NEW HAVEN, Conn.--(BUSINESS WIRE)--Kolltan Pharmaceuticals today announced the initiation of the Phase 1b portion of its KTN3379 clinical trial program in combination with targeted therapies. Kolltan is a privately held biopharmaceutical company focused on the discovery and development of novel antibody-based drugs targeting receptor tyrosine kinases (RTKs). The Phase 1b is evaluating KTN3379 in specific cancer populations and in combination with cetuximab, erlotinib, vemurafenib and trastuzumab, all currently approved cancer drugs. These combinatorial agents were chosen based on preclinical studies. The first patient was treated at the Sarah Cannon Research Institute in Nashville, TN, where the study is being conducted by principal investigator, Dr. Todd M. Bauer. The study will also be conducted at Sarah Cannon Research Institute’s Denver site with Dr. Gerald S. Falchook serving as principal investigator.
KTN3379 is a human monoclonal antibody designed to block the activity of ErbB3, an RTK that belongs to the epidermal growth factor receptor, or EGFR, family. ErbB3 is believed to be an important receptor regulating cancer cell growth and survival. ErbB3 is expressed in many cancers including head and neck, breast, colorectal, lung, gastric, ovarian and melanoma. While there are several successful currently marketed products targeting two members of the EGFR family, there are none that directly target ErbB3.

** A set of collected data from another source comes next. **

Issue #1877, opened 2017-03-08
Implement new "advanced data" page


noahmanger:
We have designs for a new "Advanced data" layout from https://github.com/18F/fec-cms/issues/833 so this task is to implement them. I currently have this in progress and expect to be done with it this sprint, but making an issue for tracking it.

---

[Designs](https://gsa.invisionapp.com/share/HQAOQLDF9#/221534844_Advanced-Data_Raising)

**Completion criteria:**
- [x] Organize page into new layout with side tabs
- [x] Add links to legacy bulk downloads and other data sets
- [x] Add disclaimer language at the bottom
- [x] Add link to API
- [ ] ~Add link to "About the data" page~ This page still needs to be made

Issue #1838, opened 2017-02-15
Add links to new data pages on Advanced Data


noahmanger:
So that users can find the pages for loans, debts and party expenditure, add links to the Advanced Data page.

---

Party expenditures should go under "Spending" but I'm not sure about loans and debts. Maybe we need a new section for these? If so, we will need @emileighoutlaw to add a blurb of content perhaps.

---

## Update
Party expenditures is added, so we just need a section for loans and debts.
- [ ] Write content for section
- [ ] Add to page

emileighoutlaw:
In our content, we've been separating loans, debts, and advances out as its own thing, separate from raising and spending. So that would be nicely consistent with the content, if we went in this direction.

noahmanger:
I'll add these links in this work (https://github.com/18F/openFEC-web-app/issues/1877) but we still need content explaining what loans and debts are. Is there a working definition we've used elsewhere?

emileighoutlaw:
We have content on the `loans, debts and advances` landing page, but I don't think we can reuse it for this (it doesn't quite translate between contexts). 

@AmyKort — do you think this is something you and I could pair on together? Ask someone from the content managers or data team to help us write?

AmyKort:
Yes!

noahmanger:
This work is now included in [this issue](https://github.com/18F/openFEC-web-app/issues/1885) here. We'll deal with all of the content for this page in one fell swoop.

PR #1878, opened 2017-03-09
Feature/advanced data

noahmanger:
PR implementing the new layout for the Advanced Data page.

Resolves https://github.com/18F/openFEC-web-app/issues/1877
Resolves https://github.com/18F/openFEC-web-app/issues/1838

---

## Update
This updates the Advance Data page to use the sidebar tabs like so:

image

I implemented this with all of the same copy as we had before, but in some cases broke things out slightly to fit the new organization. I still think we need to put some more thought into this content, but this will do for now.

It also:
- Adds the disclaimer 
- Adds the link to the API
- Adds links to legacy data tools

### DIFF
--- a/openfecwebapp/templates/advanced.html
+++ b/openfecwebapp/templates/advanced.html
@@ -100,15 +100,14 @@
     <div class="main__content--right-full">
       <section class="row" id="raising" aria-hidden="false" role="tabpanel" >
         <h2>Raising</h2>
-        <p>Receipts are anything of value (money, goods, services or property) received by a political committee. Authorized committees take in all receipts for a candidate’s campaign. Receipts include both contributions and other forms of support. This data is updated according to a committee's filing schedule and processing time may vary.</p>
         <div class="post-feed">
           <div class="post">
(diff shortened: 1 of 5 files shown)


noahmanger:
This is ready to go.

noahmanger:
Also: in the site map we had the PACronyms stuff under the "About the data" page, but what about just moving it directly to this page on the Committees tab, like:

image

openfecwebapp/templates/advanced.html
```diff
@@ -6,155 +6,339 @@
...
-          <li class="side-nav__item"><a class="side-nav__link" href="#spending">Spending</a></li>
-          <li class="side-nav__item"><a class="side-nav__link" href="#filings">Reports and filings</a></li>
-        </ul>
-      </nav>
-    </div>
-    <section class="main__content--right">
-      <div id="candidates" class="option">
+  {{ header.header(title, '') }}
+<div class="tab-interface">
+<div class="main container">
```
xtine: Can you indent this?

xtine:
@jenniferthibault: The code is fine, so it's fine to merge if it looks good to you.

"The initiation of the Phase 1b portion of our KTN3379 clinical program is critical for the evaluation of patients with several tumor types using selected combinations of targeted therapies," said Jerry McMahon, Ph.D., President and Chief Executive Officer of Kolltan Pharmaceuticals. “We plan to use the data from this portion of our trial to select combinations and indications to move into larger Phase 2 trials next year. We are delighted to have Sarah Cannon partner with us in conducting this study.”
The data from the recently completed dose escalation portion of the Phase 1 clinical trial have been selected for an oral presentation at the upcoming 26th EORTC-NCI-AACR Symposium on Molecular Targets and Cancer Therapeutics in Barcelona, November 18-21, 2014. The oral presentation will describe results from the dose escalation portion of the Phase 1 clinical trial program that focused on pharmacokinetics, biomarkers and safety and will discuss the preclinical data to support the expansion into Phase 1b combination studies. The preclinical data supporting this clinical trial is planned to be presented at upcoming medical conferences.
About Kolltan Pharmaceuticals
Kolltan, a privately held clinical-stage company, is focused on the discovery and development of novel antibody-based drugs targeting receptor tyrosine kinases for the treatment of cancer and other diseases with significant unmet need. Kolltan’s founders and members of its management team have deep expertise and a proven track record in drug discovery, development and commercialization of innovative therapeutics, including drugs targeting kinases. Located adjacent to the Yale Medical School in New Haven, Connecticut, Kolltan is working in close collaboration with the laboratory of Kolltan Co-Founder, Dr. Joseph Schlessinger, as well as the Yale medical and scientific community, to bring important medicines to cancer patients and other patients with serious diseases. In addition to KTN3379, the company has two preclinical programs targeting the KIT RTK for inflammatory diseases and oncology, as well as a discovery pipeline consisting of product candidates directed at a range of RTK targets.
Any statements in this news release about future expectations, plans and prospects for Kolltan constitute forward-looking statements. Actual results may differ materially from those indicated by such forward-looking statements as a result of a variety of important factors. Kolltan anticipates that subsequent events and developments may cause its views to change. However, while Kolltan may elect to update these forward-looking statements in the future, Kolltan specifically disclaims any obligation to do so.